I am also an author, whose new book Renewable: One Woman’s Search for Simplicity, Faithfulness, and Hope tells the story of how I turned my own life around by doing this work.
I started questioning my whole life at 49 and felt very alone. I had a nice husband, two great kids, and a beautiful house – everything I was supposed to want. I had so much that I felt guilty for feeling something was still missing.
What was missing, I eventually discovered, was a venue to use my leadership gifts since my main work had been writing and teaching. I also felt alone in my worries about global warming and my children’s futures, but the more I learned, the more I knew I had to do something.
Through serendipity, I ran into a bold and creative protest led by Earth Quaker Action Team aimed at ending mountaintop removal coal mining, a horrific practice that contributes to both climate change and high rates of cancer in Appalachia.
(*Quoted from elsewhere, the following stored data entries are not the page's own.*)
PR #140, opened 2023-12-21
Update dynamic listener

chiukapoor:
### Update
* ~~Bump k8s dependencies to 0.28.6~~
* ~~Update wrangler to v2.1.3~~
* Update dynamic listener to v0.5.0-rc2

### Related
* https://github.com/rancher/rancher/issues/43109


kinarashah (commented):
WIP. Discussed offline, we need to ensure master branches of dependency repos use the corresponding commits/tags from master branch only. Will re-review once updated.

MbolotSuse (approved):

PR #141, opened 2023-12-22
WatchNames: return errors via WebSocket

moio:
Align behavior with plain `Watch`, which also does the same. UI code actually expects the same behavior in both cases.

Fixes https://github.com/rancher/rancher/issues/41809

### DIFF
--- a/pkg/stores/proxy/proxy_store.go
+++ b/pkg/stores/proxy/proxy_store.go
@@ -370,6 +370,7 @@ func (s *Store) WatchNames(apiOp *types.APIRequest, schema *types.APISchema, w t
 				} else {
 					logrus.Debugf("WatchNames received error: %v", item)
 				}
+				result <- item
 				continue
 			}
 


rmweir (approved):
LGTM

pkg/stores/proxy/proxy_store.go
```diff
@@ -370,6 +370,7 @@ func (s *Store) WatchNames(apiOp *types.APIRequest, schema *types.APISchema, w t
 				} else {
 					logrus.Debugf("WatchNames received error: %v", item)
 				}
+				result <- item
```
MbolotSuse, line 373: I'm a bit concerned on the security of this option. From the [go docs](https://pkg.go.dev/k8s.io/apimachinery@v0.29.0/pkg/watch#Event) for the `Object` field of the `watch.Event` type:

```
//  * If Type is Error: *api.Status is recommended; other types may make sense
//    depending on context.
```

This to me indicates that this could contain a real object. 

AFAIK, The function that this is using (`WatchNames`) is used when the user doesn't have access to all objects, but still needs to watch for the resources that they do have access to. To achieve this, this function [filters](https://github.com/rancher/steve/blob/9935404019063126b6ac856db1ad56e0bc457ff8/pkg/stores/proxy/proxy_store.go#L376) the objects by names to ensure that the user has access to the object in the channel. The user only gets the object back if it has access to that object. However, since this filtering happens after the error handling logic, this new code could theoretically return an object that the user doesn't have access to.

MbolotSuse (changes requested):
One comment on the safety of returning the error event without doing any processing of the object that it contains.

I also have an overall question on the solution: my first glance would say that the ideal solution would be to immediately return a `resource.error` event when we are given an invalid resource version, rather than a `resource.start`, then a `resource.error`, then a `resource.stop`. I think that the idea here is just to align this with standard watch rather than re-evaluate the API behavior, but wanted to ask just to be sure - would you mind elaborating on why you choose the start -> error -> stop flow here?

I loved the group’s joyful spirit and decided that was where I wanted to put my energy. I moved quickly into leadership roles and now serve as head of the board.
Earth Quaker Action Team recently won our campaign to get PNC Bank to phase out financing of companies engaged in mountaintop removal coal mining. It is a total David and Goliath story, a group with a budget of $100,000 moving a bank that netted over $4 billion last year.
By limiting the financing available to the companies engaged in this practice, we believe we have contributed significantly to the wider movement against mountaintop removal and extreme energy extraction more broadly. I am using my writing to spread the good news that we can actually make a difference – a message I find many people are hungry to hear.
Earth Quaker Action Team includes people from their 80’s to people in their 20’s. We all learn from each other, which is part of the richness of our group. Often the older people bring a sense of history, remembering earlier social movements, and what has or has not worked in the past. Often they do not get thrown by the little things and keep the long view.